### The problem
In the records below, locate the line containing "if is_technical else", then extract it and all following lines exactly, ending with the last line.

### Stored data

PR #5551, opened 2025-06-13
fix: Improve normalization of service_name

musculman:
# What this PR does

Improves the normalization of `service_name`

### DIFF
--- a/tools/migrators/lib/pagerduty/resources/services.py
+++ b/tools/migrators/lib/pagerduty/resources/services.py
@@ -450,12 +450,13 @@ def _transform_service(
     is_technical = isinstance(service, TechnicalService)
     service_type = "service" if is_technical else "business_service"
 
-    service_name = (
-        re.sub("([^-a-zA-Z0-9 .])", "-", service.name)
-        .removesuffix("-")
-        .removeprefix("-")
-        .replace(" ", "-")
-    )
+    service_name = re.sub("[^-a-zA-Z0-9.]", "-", service.name)
+    service_name = re.sub(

### Task result
     service_type = "service" if is_technical else "business_service"
 
-    service_name = (
-        re.sub("([^-a-zA-Z0-9 .])", "-", service.name)
-        .removesuffix("-")
-        .removeprefix("-")
-        .replace(" ", "-")
-    )
+    service_name = re.sub("[^-a-zA-Z0-9.]", "-", service.name)
+    service_name = re.sub(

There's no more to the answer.